Na tentativa de manifestar o descontentamento contra o atual desmonte da cultura, o Nós Artivistas, conhecido na cidade de São Paulo como movimento civil, transitório e pontual de manifestações artísticas e públicas, planejou uma intervenção em giganto ao redor do Theatro Municipal, o espaço que foi palco do movimento de 1922 liderado pelo grupo dos cinco.

Quatro cantos do Theatro Municipal

A proposta da intervenção, segundo os organizadores, é ocupar os 4 cantos do teatro com as frases: #Acessem, #ArteNãoÉPrivilégio, #TupiOrNotTupi e #CulturaResiste. Outro objetivo em construção e a longo prazo é criar um manifesto coletivo que possa servir como base para a reconstrução do cenário voltado às políticas culturais futuras, bem como a reafirmação de sua importância enquanto direito básico, embasados pelo artigo 215 da Constituição de 88, onde “O Estado garantirá a todos o pleno exercício dos direitos culturais e acesso às fontes da cultura nacional, e apoiará e incentivará a valorização e a difusão das manifestações culturais.”

Com o suporte da Companhia da Engenharia de Tráfego (CET), a intervenção artística programada para iniciar 20h começou sem nenhum conflito aparente. Até o representante e profissional da CET comunicar os manifestantes que precisava se retirar do local.

Em seguida, pelo menos 4 veículos da Polícia Militar surgiram e chamaram os organizadores da intervenção para uma conversa. Segundo a PM, a intervenção não podia acontecer pois a ação poderia prejudicar a sinalização. Essa foi a mesma devolutiva da SubPrefeitura da Sé, que complementou o argumento informando que a CET não autorizaria a ação por inviabilizar o trajeto.

Com isso, os idealizadores foram até a CET que, além do apoio, disponibilizou um funcionário para acompanhar a ação. Segundo Fernanda Bueno, uma das idealizadoras e líder do coletivo, o funcionário avisou que havia recebido um chamado de urgência e que precisava sair.

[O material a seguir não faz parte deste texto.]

Issue #3666, opened 2026-08-31
Maintenance page leads to HTTP 500 if completion time not set


DennisGaida:
### Describe the Bug

- Maintenance mode set to: forced
- Page content: default
- Estimated completion time: null/nothing

The backend service is *broken* (i.e. offline). When then trying to access the resource, I get a HTTP 500.

As soon as I set the completion time (e.g. "2 hours") and refresh the page, I see the maintenance page. I can repro with automatic mode as well - as soon as I remove the completion time with the backend being offline, the resource returns HTTP 500.

### Environment

- Pangolin Version: 1.21.1
- Edition (Community or Enterprise): Enterprise

### To Reproduce

Backend service = offline (backend service e.g. `python3 -m http.server 8080`).

Leave estimated completion time empty vs. enter some random data.

### Expected Behavior

Maintenance page should show with or without completion time.

Prasad8830:
Hi @oschwartz10612, can I take this issue?

oschwartz10612:
@Prasad8830 sure please give it a shot.

Prasad8830:
> [@Prasad8830](https://github.com/Prasad8830) sure please give it a shot.

sure thanks

AstralDestiny:
<img width="918" height="820" alt="Image" src="https://github.com/user-attachments/assets/58160446-5885-4131-a6a0-886d558478ee" />

<img width="1918" height="917" alt="Image" src="https://github.com/user-attachments/assets/15f567e6-feac-4be7-99f9-c73ce33c644b" />

<img width="1918" height="910" alt="Image" src="https://github.com/user-attachments/assets/f70e3cca-5b89-49df-a310-12f48620c6ec" />


removing it doesn't result in a 500. Curious any crowdsec in play? 

<img width="1521" height="402" alt="Image" src="https://github.com/user-attachments/assets/deaf82f0-664a-45ca-9868-7d260e4423d5" />


So even after flipping still don't see the issue am I missing something here? I mean If I pull out everything from the pool it returns 404 which is expected to a point though the page is being told to be forced.

DennisGaida:
Can't repro either, but I am on 1.22.0 now, so maybe something changed. Seems fixed or I did something wrong.

Prasad8830:
[...]

PR #3696, opened 2026-09-04
Fix maintenance page not taking over when a resource has no usable targets

Prasad8830:

## AI Disclosure

> Please disclose how AI was used in this pull request. The use of AI does not preclude this from being merged, but is an important factor in how we review your request.

It was used to run the tests
## Description

Refs #3666.

When a resource has maintenance mode enabled but no usable targets, the maintenance
page does not take over — Traefik serves an error instead.

I measured the actual behaviour against Traefik v3.7 (the version we ship) using a
dynamic config that reproduces each condition:

| Condition | Status |
|---|---|
| service with `servers: []` | 503 |
| router → nonexistent service | 404 |
| router → nonexistent middleware | 404 |
| control (real server) | 301 |

Three paths in `getTraefikConfig` land in one of those states while in maintenance mode
is on:

1. **`hasHealthyServers` disagreed with the load balancer.** It was derived from
   `availableServers`, which applies a different filter than
   `buildHttpLoadBalancerServers`. A target could pass the first and be dropped by the
   second, so `automatic` mode saw a healthy backend, skipped the maintenance branch,
   and emitted a service with no servers → **503**.

2. **A dangling HTTP → HTTPS redirect router.** The `-redirect` router is registered
   before the maintenance branch, which `continue`s before the resource's normal
   service is defined, leaving the router pointing at a service that does not
   exist → **404** on the HTTP entrypoint.

3. **Silent fall-through with no maintenance page URL.** With maintenance mode on but
   `maintenancePageUiUrl` null, the resource fell through to the empty service, and
   nothing was logged.

### Changes

- Derive `hasHealthyServers` from the load balancer output as well, closing the gap
  between the two filters.
- Point the redirect router at the maintenance service when maintenance takes over.
- Skip the resource with a warning when maintenance is requested but there is no
  maintenance page to route to, so the misconfiguration is visible instead of silent.
- The browser gateway had the same dangling redirect router
  (`server/lib/traefik/browserGateway.ts`), so it is fixed there too.

### On the reported 500

I could not reproduce the 500 from #3666, and neither could @AstralDestiny. None of the
conditions above returns a 500 on Traefik v3.7, so the reported status likely comes from
something outside the file-provider config — a middleware such as crowdsec or badger is
a plausible candidate. Marked `Refs` rather than `Fixes` for that reason.

`maintenanceEstimatedTime` is also not the trigger: it is only stored and rendered,
never branched on, and the maintenance screen guards its block with
`{estimatedTime && ...}`, so a null value renders strictly less markup than a set one.
The screen itself returns 200 with a null time.

## How to test?

Enterprise build required — maintenance mode for HTTP resources only exists in
`server/private`. Note that `updateResource` silently discards maintenance fields when
unlicensed, so set them via SQL rather than the UI.

Seed an exit node, then create an org, a `local` site, an HTTP resource
(`test.localhost`, SSL on) and one target at `127.0.0.1:8080`.

`GET localhost:3001/api/v1/traefik-config` returns the generated config. Check it for a
router whose `service` is absent from `http.services`, and for any service whose
`loadBalancer.servers` is `[]`.

**Automatic mode with a target the load balancer drops** — nulling `method` keeps the
target past the health filter but drops it from the load balancer, which is the gap
being fixed:

```sql
UPDATE resources SET maintenanceModeEnabled=1, maintenanceModeType='automatic' WHERE resourceId=1;
UPDATE sites SET online=1 WHERE siteId=1;
UPDATE targets SET method=NULL WHERE resourceId=1;
```

Before: `1-Test-service` has `servers: []` and there are no maintenance routers.
After: `1-maintenance-router` and `1-maintenance-router-assets` are present.

**Forced mode:**

```sql
UPDATE resources SET maintenanceModeEnabled=1, maintenanceModeType='forced' WHERE resourceId=1;
UPDATE targets SET method='http' WHERE resourceId=1;
```

Before: `1-Test-router-redirect` points at `1-Test-service`, which is not in
`http.services`. After: it points at `1-maintenance-service`, which exists.

**Regression:** with maintenance off and a healthy target, the generated config is
byte-identical before and after the change.

### DIFF
--- a/server/lib/traefik/browserGateway.ts
+++ b/server/lib/traefik/browserGateway.ts
@@ -280,6 +280,16 @@ export function buildBrowserGatewayConfig(params: {
                 ...(bgResource.ssl ? { tls } : {})
             };
 
+            // The HTTP -> HTTPS redirect router above points at the UI
+            // service, which we skip building below. Point it at the
+            // maintenance service so it does not reference a service that
+            // does not exist.
+            if (bgResource.ssl) {
+                config_output.http.routers![
+                    `bg-r${bgResource.resourceId}-redirect`
+                ].service = bgMaintenanceServiceName;
+            }
+
             continue;
         }
 
--- a/server/private/lib/traefik/getTraefikConfig.ts
+++ b/server/private/lib/traefik/getTraefikConfig.ts
@@ -568,7 +568,7 @@ export async function getTraefikConfig(
             const loadBalancerServers = buildHttpLoadBalancerServers(targets);
 
             // A Traefik loadBalancer with an empty servers list answers every
-            // request with a 500, so "nothing left to route to" has to count
+            // request with a 503, so "nothing left to route to" has to count
             // as unhealthy when deciding whether to show the maintenance
             // page. availableServers on its own is not enough: it and the
             // load balancer apply different filters, so a target can survive
@@ -692,7 +692,7 @@ export async function getTraefikConfig(
             if (showMaintenancePage) {
                 // Maintenance mode is on but there is no UI to send the
                 // request to. Falling through would build a service with an
-                // empty servers list, which Traefik answers with a 500, so
+                // empty servers list, which Traefik answers with a 503, so
                 // skip the resource and make the misconfiguration visible.
                 logger.warn(
                     `Resource ${resource.name} (${fullDomain}) is in maintenance mode but no maintenance page URL is configured, skipping Traefik config`
--- a/server/private/lib/traefik/getTraefikConfig.ts
+++ b/server/private/lib/traefik/getTraefikConfig.ts
@@ -565,7 +565,17 @@ export async function getTraefikConfig(
                 return true;
             });
 
-            const hasHealthyServers = availableServers.length > 0;
+            const loadBalancerServers = buildHttpLoadBalancerServers(targets);
+
+            // A Traefik loadBalancer with an empty servers list answers every
+            // request with a 500, so "nothing left to route to" has to count
+            // as unhealthy when deciding whether to show the maintenance
+            // page. availableServers on its own is not enough: it and the
+            // load balancer apply different filters, so a target can survive
+            // this one and still be dropped there for missing connection
+            // details.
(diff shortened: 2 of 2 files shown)


AstralDestiny:
Can't replicate the falling to a 500 though. Is this tested with an rp fronting or just purely to 3002's pangolin?

Prasad8830:
> Can't replicate the falling to a 500 though. Is this tested with an rp fronting or just purely to 3002's pangolin?

Purely to Pangolin's config layer, no reverse proxy fronting.

I ran Traefik v3.7 (the version we ship) against a dynamic config reproducing each condition:

| Condition | Status |
|---|---|
| service with `servers: []` | 503 |
| router → nonexistent service | 404 |
| router → nonexistent middleware | 404 |
| control (real server) | 301 |

None is a 500. My "empty servers list → 500" claim was wrong; I've corrected the PR description and the code comments.

What the patch does fix, verified against the generated config on current `dev` (not 1.21.1):

| Maintenance state | Before | After |
|---|---|---|
| automatic, target dropped by LB | service with `servers: []` → 503 | maintenance page |
| forced + SSL | redirect router → missing service → 404 | maintenance page |

So the defect is "maintenance mode is on, and the page doesn't take over", not
specifically a 500. Both are reproducible on the current `dev`.

AstralDestiny:
That ai response is all over the place.

AstralDestiny:
Anyways couldn't replicate the 503. But if your testing without an rp you are testing a bit out of scope as you do need an rp to front pangolin to make it functionally work. Anyways the initial issue you stemmedfrom OP can't replicate the issue now so might've been user error. Can you still replicate it yourself with the RP? Also reads more like you copy and pasted that directly from ai instead of responding.

Prasad8830:
Hi, sorry for the noise. My testing was only at the config layer, without an RP in front, so I never actually verified the status code claim; you were right to push on that. Since none of us can reproduce the original issue, I'll close this PR.

Prasad8830:
Not able to repro issue, and refs fixes are tested without rp

PR #3750, opened 2026-09-15
Only accept http(s) targets for the resource auth redirect

kah-ja:
## AI Disclosure

The change was prepared with the help of Claude Code: the code reading, the patch and the checks below were done in that session and reviewed before opening this PR.

### What

`src/app/auth/resource/[resourceGuid]/page.tsx:121-150` copies the `redirect` query parameter into `redirectUrl` when `new URL(redirect).host` equals the resource host. The scheme is not looked at.

### Why

`URL` parses a host out of any scheme that uses `//`, so `javascript://resource-host/%0a...` has `host === "resource-host"` and passes the comparison. `redirectUrl` is handed to `ResourceAuthPortal` as the `redirect` prop and assigned to `window.location.href` after a successful login (`src/components/ResourceAuthPortal.tsx:213,247,281`), and `appendRequestToken` keeps the scheme when it appends the session parameter. The dashboard flows already go through the repo's own `cleanRedirect`/`sanitizeUrl` (`src/lib/cleanRedirect.ts:38`), which rejects `javascript:`, `data:` and protocol relative input; this page never called it because it needs an absolute URL on the resource host rather than an internal path.

### How

The target is parsed once into `redirectTarget` and the three branches that all assigned the same value are folded into one condition guarded by `isHttpTarget`. Every `http:`/`https:` target that was accepted before is still accepted, including the port and wildcard forms. `ResourceAuthPortal.appendRequestToken` and the identical helper in `src/components/AccessToken.tsx` are left unchanged; both receive their URL from the server component, which is where the value is now constrained.

## How to test?

- `npx tsc --noEmit` clean, `npx eslint` on the touched file clean, `npx prettier --check` clean (node 24, `npm ci`, `set:sqlite`, `set:oss`, `db:generate` as in `.github/workflows/test.yml`).
- Gate logic exercised directly with the resource URL `https://app.example.com/`: `javascript://app.example.com/%0a...` and `data://app.example.com/,x` were accepted before the change and are rejected after it; `https://app.example.com/dashboard`, `http://app.example.com:8080/x` stay accepted; `https://evil.example.net/` stays rejected.
- The repo has no test runner wired into CI (the `*.test.ts` files are standalone scripts), so no automated test was added for an app router page.

### References

GHSA-ffm9-x67r-gpw6 (reported privately, unpublished at time of writing)

Found during a [penetration test](https://www.turingpoint.de/en/security-assessments/pentests/) by turingpoint.


oschwartz10612 (approved):

oschwartz10612:
Thanks!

Essa não é a primeira vez que o coletivo é impedido de realizar uma intervenção. Em Setembro de 2021, na véspera do dia da independência, os manifestantes foram impedidos de realizar a intervenção #NãoPisemNosMortos, previamente autorizada para acontecer na Avenida Paulista.

Autorização não foi aceita

Segundo Kléber Pagú, outro líder do movimento, depois da intervenção na Avenida Paulista nenhum dos pedidos de autorização foram aceitos pela Subprefeitura da Sé. Tal ação, no primeiro momento, já foi vista pelos manifestantes que acompanhavam a movimentação com um ato de censura. Fernanda relembra que “todas as manifestações anteriores do Nós Artivistas tiveram autorizações e aconteceram pacificamente. Quando trocou a gestão e nós começamos a ter essa negativa, em um primeiro momento disseram que precisava se cumprir um plano burocrático. Cumprimos as obrigações, e ainda assim foi negado. Ou seja, existe uma falta de comunicação entre esses órgãos, quando um diz que sim, o outro diz que não, ou que não respondem. Então quando a gente pensa num cenário maior, não só com a gente, mas sobre o momento que estamos vivendo, é uma censura e a impossibilidade de exercermos nossa função enquanto cidadão de se manifestar”, afirma a dançarina e produtora cultural que também faz parte de uma companhia de dança com residência fixa no próprio Theatro Municipal.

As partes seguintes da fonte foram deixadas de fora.